Keeping each line exactly as it is, output all of the records.

PROVIDED INFORMATION section start

PR #22187, opened 2025-02-13
Enabled Job Queue by default

cmraible:
ref https://linear.app/ghost/issue/ENG-2001/enable-the-job-queue-in-defaultsjson-once-its-rolled-out-to-all-of-pro

WIP - raising this PR so we can merge when ready, but currently monitoring the impact of the job queue on the database.

### DIFF
--- a/ghost/core/core/shared/config/defaults.json
+++ b/ghost/core/core/shared/config/defaults.json
@@ -268,5 +268,19 @@
         "batchSize": 1000,
         "captureLinkClickBadMemberUuid": false
     },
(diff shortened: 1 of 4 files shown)


cmraible:
Test is failing in CI and in Docker, but not locally on macOS. Seems to be some kind of difference in sqlite3 behavior depending on the OS?

cmraible:
We've shifted directions here a bit, and instead of enabling the job queue 100% by default, we're likely going to remove it completely.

PROVIDED INFORMATION section end

ANSWER BOX
PR #22187, opened 2025-02-13
Enabled Job Queue by default

cmraible:
ref https://linear.app/ghost/issue/ENG-2001/enable-the-job-queue-in-defaultsjson-once-its-rolled-out-to-all-of-pro

WIP - raising this PR so we can merge when ready, but currently monitoring the impact of the job queue on the database.

### DIFF
--- a/ghost/core/core/shared/config/defaults.json
+++ b/ghost/core/core/shared/config/defaults.json
@@ -268,5 +268,19 @@
         "batchSize": 1000,
         "captureLinkClickBadMemberUuid": false
     },
(diff shortened: 1 of 4 files shown)


cmraible:
Test is failing in CI and in Docker, but not locally on macOS. Seems to be some kind of difference in sqlite3 behavior depending on the OS?

cmraible:
We've shifted directions here a bit, and instead of enabling the job queue 100% by default, we're likely going to remove it completely.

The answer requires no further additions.